* WHAT TO PRODUCE
Restate each entry below without changing a word.

* RECORDS SHOWN
PR #494, opened 2025-02-10
Add support for color schemes and implement a dark mode

### LINKED ISSUE #439: Feature request: Black background
The current blue background strain user's eye a lot when used at night, especially with screens that cannot be adjusted (such as laptops).
Debian CLI installer have such option to make background black, I hope we can also have that.

x86fr:
Color vs Colour. That is the question.

Closes #439


x86fr:
Well I messed the PR by importing the code in the wrong branch. Fortunately, it will be squashed..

* FINISHED TASK
PR #494, opened 2025-02-10
Add support for color schemes and implement a dark mode

### LINKED ISSUE #439: Feature request: Black background
The current blue background strain user's eye a lot when used at night, especially with screens that cannot be adjusted (such as laptops).
Debian CLI installer have such option to make background black, I hope we can also have that.

x86fr:
Color vs Colour. That is the question.

Closes #439


x86fr:
Well I messed the PR by importing the code in the wrong branch. Fortunately, it will be squashed..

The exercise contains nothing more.